We’ve blogged about the Extreme Wolverine Challenge before – a Stratton Mountain based charity obstacle course race that was launching off the winter OCR season for New England. We are very fortunate that Tara Roch was able to represent the Spahtens at the race – and has written a review for us.

This is going to become a regular series, so I hope as the weather warms up and more folks come out of hibernation, we can support and race this one more frequently!

Extreme Wolverine Challenge “Arctic Blast”

Stratton Sunbowl Jan 12

Today I had the pleasure of participating in the inaugural 5 mile Extreme Wolverine Challenge.  This race was put on by The MCD group and the group supports two charities: Forever Our Heroes foundation and Stratton Mountain Foundation.  You can read about the Charities here :

This was MCDs first race and I think they did a stellar job.

Pre Race – Registration was easy enough online through race wire.  The price was a bit steep at $85, but when charities are involved I never feel  bad about the race fee.  About 10 days prior to the race, I got a call from the RD saying that my son and I were both randomly chosen to get fully outfitted by Wolverine Boot and Apparel.  This gift included boots, socks, hat, henley shirt, pants, hoodie, and coat.  I wondered how my son and I were both lucky enough to both get selected especially since we have different last names, but I realized we were the only two registered under the NE Spahtens and they were choosing people on teams -WINNING!.  I gave the RD, Brian Mattei,  our sizes and he had our gear ready  for us at registration. That was such a nice bonus and they asked us to pose for photos in our Wolverine hoodie and hat and I wish I had the Spahten flag for this to represent!

Parking was a breeze.  Stratton is a big resort and the race was held at the Sun Bowl which is down the road a bit from the main lodge.  I read the race info on the website because I’m a nerd and I study every detail before every race, but if you’re not like me there was plenty of race signage pointing you in the right direction.  We made our way to the Sun Bowl and we parked a stone’s throw away from the start line for FREE.

The race info did say that they would email you heat times two weeks prior to the race and when I didn’t hear anything I emailed the RD and he responded within hours with my start time.

I’m not sure if there was a bag check because we didn’t need it as we parked so close but the registration desk and bib pickup was right there in the ski lodge where there were plenty of lockers, cubbies and bathrooms.
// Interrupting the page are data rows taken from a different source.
PR #1429, opened 2017-01-25
Fix for GPXupload features validation using DragNDrop.

dkocich:
related to gpx upload issue using drag and drop https://github.com/c2corg/v6_ui/issues/1143#issuecomment-275087238

I moved `validateFeatures` to the `app.utils` because it is now used in two places...

I tried it on localhost and this solution works without issue.

### DIFF
--- a/c2corg_ui/static/js/gpxupload.js
+++ b/c2corg_ui/static/js/gpxupload.js
@@ -5,8 +5,6 @@ goog.require('app');
 /** @suppress {extraRequire} */
 goog.require('ngeo.filereaderDirective');
 goog.require('ol.format.GPX');
-goog.require('ol.Feature');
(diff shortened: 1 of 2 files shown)


asaunier:
> I moved validateFeatures to the app.utils because it is now used in two places...

Is it really used in 2 places?
Actually both approaches trigger a call to ``handleFeaturesUpload_`` in the map directive:
https://github.com/c2corg/v6_ui/blob/master/c2corg_ui/static/js/map/map.js#L641

I have the feeling it would make more sense to move ``validateFeatures`` to the map directive and to call it into ``handleFeaturesUpload_``.

dkocich:
Ok, I moved it to `map.js` to use it only in `handleFeaturesUpload_`

PR #1432, opened 2017-01-25
Support blocking user accounts

tsauerwein:
Moderators now have an entry "Block/unblock account" in the context menu on profile pages.

Requires https://github.com/c2corg/v6_api/pull/614

image

### DIFF
--- a/c2corg_ui/static/js/user.js
+++ b/c2corg_ui/static/js/user.js
@@ -120,4 +120,13 @@ app.UserController.prototype.hasEditRights = function(doctype, options) {
   return this.auth.hasEditRights(doctype, options);
 };
 
+
+/**
+ * @return {boolean}
+ * @export
+ */
+app.UserController.prototype.isModerator = function() {
+  return this.auth.isModerator();
+};
+
 app.module.controller('AppUserController', app.UserController);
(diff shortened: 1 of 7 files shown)


c2corg_ui/templates/profile/helpers/view.html
```diff
@@ -56,7 +56,7 @@
       <p class="float-button-text" translate>Add images</p>
     </div>
 
-    <div class="dropdown" ng-if="userCtrl.hasEditRights('profiles', ${options | n})">
+    <div class="dropdown" ng-if="userCtrl.hasEditRights('profiles', ${options | n}) || userCtrl.isModerator()">
```
asaunier: This is redundant because moderators already have editing rights on profiles:
https://github.com/c2corg/v6_ui/blob/master/c2corg_ui/static/js/auth/authservice.js#L111-L117

c2corg_ui/static/js/user.js
```diff
@@ -120,4 +120,13 @@ app.UserController.prototype.hasEditRights = function(doctype, options) {
...
 };
 
+
+/**
+ * @return {boolean}
+ * @export
+ */
+app.UserController.prototype.isModerator = function() {
+  return this.auth.isModerator();
+};
```
asaunier: I don't have a strong opinion but is this alias really needed? You can use ``userCtrl.auth.isModerator()`` in the templates or partials. For instance https://github.com/c2corg/v6_ui/blob/1a6a6f27fcd1ed8b0a5421bcd3e167223112bda7/c2corg_ui/templates/article/edit.html#L82

tsauerwein: I like to keep the logic in templates to a minimum because the code in templates in not compiled and is harder to test.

Race pack pick up was easy.  This was a small race of only 67 racers that showed up of just under 100 that registered, but they did offer Friday evening pick up as well as day of pick up.  Race bib had timing chip in it and event was timed by

Schwag – Tshirt, stainless steel water bottle, Wolverine wool socks, beer coozie, and coupons.
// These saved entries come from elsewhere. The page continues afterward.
PR #1436, opened 2017-01-25
Fix flex lists display

brunobesson:
To ensure a correct positioning of items in last row, we use the technique described here: http://stackoverflow.com/a/22018710, adding empty div elements at the end.

The base size for items is 300px, except for areas in preferences and users in following, which use a 200px basis. The sizes could be adjusted following your comments. The new behaviour is:

* the items have a min size of 300px (resp. 200px)
* they expand until there is place for another item in the row
* last row items are aligned to the left and have the same size as the others

Note: the less code is quite a mess on this matter (sorry), so I hope I didn't introduce bugs. Please test it carefully.

### DIFF
--- a/c2corg_ui/static/partials/advancedsearch.html
+++ b/c2corg_ui/static/partials/advancedsearch.html
@@ -1,8 +1,13 @@
-<div class="list" app-loading>
+<div class="list advanced-search" app-loading>
   <div id="card{{doc.document_id}}" class="list-item" ng-class="[searchCtrl.doctype, {'highlight': doc.document_id === searchCtrl.highlightId}]"
        ng-repeat="doc in searchCtrl.documents track by doc.document_id">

Race – We were in the first wave of about three with about 20 people per wave starting at 9:30.  The course was a good mix of hard and soft packed powder and some deep snow.  There were 16 obstacles:

Tire Wall Climb, Tire Stomp, Sled push(around a small track), Keg Carry(around a track), uphill and down hill snowy running, two 10 ft walls that had assistance blocks built in to help so you didn’t need much help, military crawl under non barbed wire/string that was a breeze crawling on snow compared to Spartan knee crushing rocky crawls, Dumpster dash that was two long dumpsters you had to climb in and out of, 10ft ladderlike wall of 4x4s, 4×4 beam carry that you needed at least two –four people to complete, more up and down hill snowy running, snow mountain, crawl through wolfs den, and finally the Monkey Keg bars.  The last obstacle was the only one I couldn’t complete along with several others.  It was empty kegs chained to a wooden structure and you were to use the keg rims as monkey bars and make your way across them.  IMPOSSIBLE and I don’t know if anyone was able to do it.  Genius!  Because this was a timed race the penalty for failed obstacles was 20 pushups.  I did 20 pushups.

Race Map

There were two water stations along the route and volunteers at every obstacle.
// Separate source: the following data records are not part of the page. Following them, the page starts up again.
PR #1442, opened 2017-01-27
Add article associations on add/edit page

dkocich:
I noticed that it is not possible to add associations to the currently created/edited article. This PR allows to:
- associate other document types (wrcb)
- associate users (should it be allowed?)

### DIFF
--- a/c2corg_ui/templates/article/edit.html
+++ b/c2corg_ui/templates/article/edit.html
@@ -6,7 +6,8 @@ from c2corg_common.attributes import default_langs, activities, article_categori
   updating_doc = article_id and article_lang
 %>
 <%namespace file="../helpers/common.html" import="show_title"/>
-<%namespace file="../helpers/edit.html" import="show_save_confirmation_modal, show_preview_container, show_editing_buttons"/>
+<%namespace file="../helpers/edit.html" import="show_save_confirmation_modal, show_preview_container, show_editing_buttons,
+  show_editing_associated_waypoints, show_editing_associated_routes, show_editing_associated_articles, show_editing_associated_books"/>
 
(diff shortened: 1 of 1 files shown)


c2corg_ui/templates/article/edit.html
```diff
@@ -109,6 +110,46 @@ <h2 class="heading show-phone" translate>general informations</h2>
...
+            <app-simple-search parent-id="article.document_id"
+              app-select="editCtrl.documentService.pushToAssociations(doc)" dataset="wrcb"></app-simple-search>
+            ${show_editing_associated_waypoints('article')}
+            ${show_editing_associated_routes('article')}
+            ${show_editing_associated_articles('article')}
+            ${show_editing_associated_books('article')}
+          </div>
+
+          <div id="participants-group" class="form-group  full">
+            <label translate>associated_users</label>
```
asaunier: That's probably not consistent to be able to associate users to a collaborative article. I think it should be possible only for personal articles.

dkocich: What if the user decides to change his personal article to collaborative - should all the user associations be deleted on API automatically in that moment? Maybe I should not allow it here if we aren't sure about this because it will just result in many user associations?

asaunier: That's a good question!
I have no answer. @stef74 @fbunoz ?

That's one of many reasons to disable associating users to articles :P

stef74: no real opinion ... but if it simple go ! This association on my point of view is not critical, but i'm probably not the right expert.

dkocich: I cherry-picked 2nd commit with users to another branch. We can merge If the first is ok.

I found this race to be exactly what I was looking for.  I wanted to gradually break into winter obstacle racing and I wasn’t ready to commit to a 8 or 12 hour race in the cold and I thought 5 miles was just my speed.  The location for me was key as its only 2 hours from my house so an easy day trip with no overnight stay required.  The obstacles were all very manageable and I found the hardest part to be running in the snow much like running on the beach.  The weather was perfect and I was warm after the first 2 minutes.

We were done in just over one hour and the awards ceremony was scheduled for 3:00 and we couldn’t stay that long, but the awards for top finishers were monies given to the racers chosen charity.

Race wire sent me a txt by 5pm with my results which was nice.

Overall I was really happy with this race.  The course was great and being a small race there was no wait at obstacles.  The RD was humble and responsive.  The obstacles were not much of a challenge for me, but I’m a seasoned Spartan and Mudder and for my first cold winter race this was just my speed.  The uphill snowy running was definitely a challenge.

It was well organized and I really love supporting smaller organizations like this trying to break into the growing sport of OCR.

There are two more races scheduled for May 18 and Oct 19 and I definitely recommend checking at least one of them out.